If you want to learn more about these issues, you can visit our website, www.fairsharehousing.org, and subscribe to our e-mail newsletter and/or RSS feed, or join our new Facebook group. We will also continue to post updates on Blue Jersey and again appreciate the opportunity to be part of this great community.

Comment (1)

  1. IndependentNJ

    I do not feel that New Jersey’s housing laws go far enough to protect people.

    One of the major malfunctions that is preventing affordable housing from being available is restrictive zoning laws.

    Say for example a persyn has a 2 story house and is about to retire and the house has become too big for them. They decide to convert the upstairs to an apartment (ie: put in a separate bathroom, a common area, a kitchen, and 1 or more bedrooms).

    This is a win-win situation, the working poor can find an affordable apartment and the retiree can get some income from that.

    However, in many towns, the persyn would not be able to do so because of zoning ordinances. It has nothing to do with health or safety, but rather to keep “undesirables” out of their neighborhood.

    It may surprise ypu all to know that the libertarian candidate for governor in 2009 came up with the idea of banning zoning ordinances which ban the conversion of single-family to multi-family households.

    However, my position is, any homeowner can convert a single family household into a multi-family household as long as the unit has a common area, a bathroom, a kitchen, and 1 or more bedrooms, and has a separate entrance, which is easy to do in most instances.

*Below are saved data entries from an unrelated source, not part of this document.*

PR #1576, opened 2025-06-15
status: preloadWithStatus should return the full path, not just file name

### LINKED ISSUE #1384: worktree status with preload option is broken
Currently, when fetching the `Worktree` status with `Preload` strategy, it stores only file names in the resulting `Status` struct without the relative path to repository root.
As a result, querying `IsUntracked` on it returns true all the time except for files at the repository root.

It seems that using `node.Name()` is wrong in `preloadStatus` file [`status.go#142` ](https://github.com/go-git/go-git/blob/master/status.go#L142)

It should use the node.path but it’s not exposed by the interface.

davidrios:
Not sure if this is the correct way, but this fixes #1384

### DIFF
--- a/status.go
+++ b/status.go
@@ -118,6 +118,11 @@ func (s StatusStrategy) new(w *Worktree) (Status, error) {
 	return nil, fmt.Errorf("%w: %+v", ErrUnsupportedStatusStrategy, s)
 }
 
+type NodeWithPath struct {
+	Node noder.Noder
+	Path string
+}
+
 func preloadStatus(w *Worktree) (Status, error) {
 	idx, err := w.r.Storer.Index()
 	if err != nil {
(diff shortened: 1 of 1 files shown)


status.go
```diff
@@ -118,28 +118,44 @@ func (s StatusStrategy) new(w *Worktree) (Status, error) {
...
+					path = node.Path + "/" + child.Name()
+				}
+				nodeWP := NodeWithPath{Node: child, Path: path}
+				childrenWP = append(childrenWP, nodeWP)
+			}
+			nodes = append(nodes, childrenWP...)
 			continue
 		}
-		fs := status.File(node.Name())
+		fs := status.File(node.Path)
```
pjbgf: If the only thing we need is the full node path, I believe we could do that with: 
```suggestion
		fs := status.File(node.String())
```

In that case, we could drop the rest of the changes.

pjbgf (changes requested):
@davidrios please add some tests to confirm the expected behaviour.

status.go
davidrios: Good one

pjbgf:
This PR was targeting the wrong branch. I cherry-picked the changes and updated based on the latest `main`. Closing this in favour of that PR.

Issue #1578, opened 2025-06-16
Extra commit headers are ignored


jrobsonchase:
Git-compatible tools such as [jujutsu](https://github.com/jj-vcs/jj) may encode extra information in the git commit headers. 

Currently, the [Commit.Decode](https://github.com/go-git/go-git/blob/v5.16.2/plumbing/object/commit.go#L186) method skips all headers that it doesn't know about.

This loses information and leads to false negative GPG signature verifications, as git will both preserve unknown headers in the object and keep them in the signature payload. Since `go-git` omits them, it will always believe that commits containing unknown headers have an invalid signature, despite git giving them the all-clear.

pjbgf:
Closed by https://github.com/go-git/go-git/pull/1627.

PR #1579, opened 2025-06-16
Keep raw headers around to preserve ordering and unknown extra headers

jrobsonchase:
WIP fix for #1578.

Preserves extra headers for a very narrow usecase - re-encoding them exactly as they were in the original object. This allows for the successful PGP validation of commits containing such extra headers, such as jj's `change-id`. A test for this specific case is provided, and all existing tests currently pass.

There's still some "quirky" behavior around the presence of the raw headers causing the stuctured fields to be ignored for encoding. This probably needs to be resolved as it can result in some surprising behavior (see incidental test changes where I had to clear the `headersRaw` field to get them to pass). Not sure how exactly to present that to the user though.

### DIFF
--- a/plumbing/object/commit.go
+++ b/plumbing/object/commit.go
@@ -63,7 +63,13 @@ type Commit struct {
 	// Encoding is the encoding of the commit.
 	Encoding MessageEncoding
 
-	s storer.EncodedObjectStorer
+	headersRaw []headerEntry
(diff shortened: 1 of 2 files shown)


baloo:
I missed your PR and issue and made duplicates.

This should be fixed by https://github.com/go-git/go-git/pull/1627 and there is a backport in https://github.com/go-git/go-git/pull/1633

PR #1583, opened 2025-06-17
fix: OnInflatedObjectContent doesn't include object contents

bored-engineer:
In #799 [packfile.Parser](https://pkg.go.dev/github.com/go-git/go-git/v5@v5.16.2/plumbing/format/packfile#Parser) was refactored to reduce memory usage and no longer properly invokes the [packfile.Observer](https://pkg.go.dev/github.com/go-git/go-git/v5@v5.16.2/plumbing/format/packfile#Observer) interface. Specifically, `OnInflatedObjectContent` is invoked but `content` will always be `nil`.

This PR restores the `content` bytes for callers that are directly using [packfile.Parser](https://pkg.go.dev/github.com/go-git/go-git/v5@v5.16.2/plumbing/format/packfile#Parser) outside of the more standard workflow where the values are stored in a storer.

### DIFF
--- a/plumbing/format/packfile/parser.go
+++ b/plumbing/format/packfile/parser.go
@@ -330,7 +330,7 @@ func (p *Parser) resolveDeltas() error {
 			return err
 		}
 
-		if err := p.onInflatedObjectContent(obj.SHA1, obj.Offset, obj.Crc32, nil); err != nil {
+		if err := p.onInflatedObjectContent(obj.SHA1, obj.Offset, obj.Crc32, buf.Bytes()); err != nil {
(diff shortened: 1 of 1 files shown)


pjbgf:
@bored-engineer thanks for opening this PR. We are trying to limit changes to the existing v5, please propose this against the `main` branch instead.

It would make sense to have this an [opt-in](https://github.com/bored-engineer/go-git/blob/main/plumbing/format/packfile/parser_options.go) - due to the performance implications. To do this safely we will have to return a copy of the underlying array.

Issue #1156, opened 2024-07-23
Lost data due to clone logic


syntastical:
Hi there,

I was just working on a project using this library and I made the unfortunate mistake of cloning to my desktop thinking that a folder would be created based on the repo name, like the git cli does.   However, what ended up happening was that all the files on my Desktop were deleted and the git repo was clone directly to the desktop.  I partially blame myself for being more careful, but I wouldn't expect clone to clear a folder out.  I feel like the default logic should not clear an existing directory, and you could add a flag to the clone options to delete if you need it, then error if the directory already exists and isn't empty.  If that's not acceptable, I'd like to request that this deletion logic is boldly documented.

onee-only:
Since #1594 is merged, this issue can be closed.

AriehSchneier:
Closing as per comment above

PR #1594, opened 2025-06-30
git: repository, add empty dir check to clone

CLBRITTON2:
Proposed fix for #1156
Opening as a draft PR to see whether or not the cleanup logic is necessary.
I recycled the cleanup function into an empty dir check to prevent unwanted file deletions on error, but I think an early error would allow the cleanup logic to stay in place without interfering with a user's expectations if we want to keep it.


repository.go
```diff
@@ -491,21 +490,26 @@ func dotGitCommonDirectory(fs billy.Filesystem) (commonDir billy.Filesystem, err
...
-// ErrRepositoryAlreadyExists is returned.
+// ErrCloneDirNotEmpty is returned.
 func PlainClone(path string, o *CloneOptions) (*Repository, error) {
 	return PlainCloneContext(context.Background(), path, o)
 }
 
 // PlainCloneContext a repository into the path with the given options, isBare
 // defines if the new repository will be bare or normal. If the path is not empty
-// ErrRepositoryAlreadyExists is returned.
+// ErrCloneDirNotEmpty is returned.
```
pjbgf: I'd keep the existing error, as that more closely aligns with upstream.

repository.go
```diff
@@ -491,21 +489,26 @@ func dotGitCommonDirectory(fs billy.Filesystem) (commonDir billy.Filesystem, err
 
 // PlainClone a repository into the path with the given options, isBare defines
 // if the new repository will be bare or normal. If the path is not empty
-// ErrRepositoryAlreadyExists is returned.
+// ErrCloneDirNotEmpty is returned.
```
pjbgf:
```suggestion
// ErrTargetDirNotEmpty is returned.
```

repository.go
```diff
@@ -491,21 +489,26 @@ func dotGitCommonDirectory(fs billy.Filesystem) (commonDir billy.Filesystem, err
...
 func PlainClone(path string, o *CloneOptions) (*Repository, error) {
 	return PlainCloneContext(context.Background(), path, o)
 }
 
 // PlainCloneContext a repository into the path with the given options, isBare
 // defines if the new repository will be bare or normal. If the path is not empty
-// ErrRepositoryAlreadyExists is returned.
+// ErrCloneDirNotEmpty is returned.
```
pjbgf:
```suggestion
// ErrTargetDirNotEmpty is returned.
```

pjbgf (commented):
@CLBRITTON2 I'll take a proper look later on this week. But at first, there are some comments that need changing as per below.

Issue #1616, opened 2025-08-07
Double square brackets [[ around ipv6 addresses


harrys522:
I saw from the changes that followed the previous ipv6 related issue https://github.com/go-git/go-git/issues/740 that go-git inserts square brackets if it figures out that the address is ipv6, fine, but I think maybe one of the networking libraries has also done this recently which means that when the library got bumped now it inserts the brackets twice. 

I had to fork this to make progress in my project since it seemed like v5 didn't really support ipv6 over ssh transport (only http) either.

https://github.com/harrys522/go-git/commit/1b787f2236afbcef1f40159ce99edcf1438bcd52

kristiangronas:
Looks like #1706 fixes this, but it's currently only in the main branch

PR #1619, opened 2025-08-08
Ipv6 double square brackets

harrys522:
It seems like a networking library duplicates the formatting logic that was added in https://github.com/go-git/go-git/commit/4ec6b3f4fa9cdfe8f10d0953ac7d398d01a90f17

Without removing this code, I am unable to clone via ssh from an ipv6 address as this logic will add a second set of square brackets around the address [[ipv6_address]]:22 resulting in no port found (not invalid address?)

https://github.com/go-git/go-git/issues/1616


pjbgf:
@harrys522 please add some test to confirm the new behaviour.

Issue #207, opened 2023-06-28
CMYKA decoding


luksab:
I would like to propose adding CMYKA support to image-tiff.
For my use case, I only needed CMYKA decoding, but that has worked flawlessly with images exported from Adobe Photoshop, Affinity Photo 2 and Krita.
I am willing to contribute to the implementation of CMYKA support if the maintainers are interested in pursuing this feature.
Thank you for your time and consideration.

PR #208, opened 2023-07-23
add CMYKA

luksab:
As described in #207, this PR adds the CMYKA8 color type.


fintelia (approved):
Looks good to me. However, since `ColorType` isn't marked non-exhaustive, this is a breaking change and will have to wait for the next major release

    Also, having 21 countywide school districts instead of 616 small, inefficient, bloated school districts; having 21 sheriffs offices in charge of front line all enforcement within the county instead of 450-500 small nation armies and having to spend state monies on trooper patrols for rural areas; having 21 housing authorities to cut overhead, while creating enough Section 8 vouchers to take care of needs, and for greater portability; would bring down property taxation greatly and thus reduce the need for special affordable housing.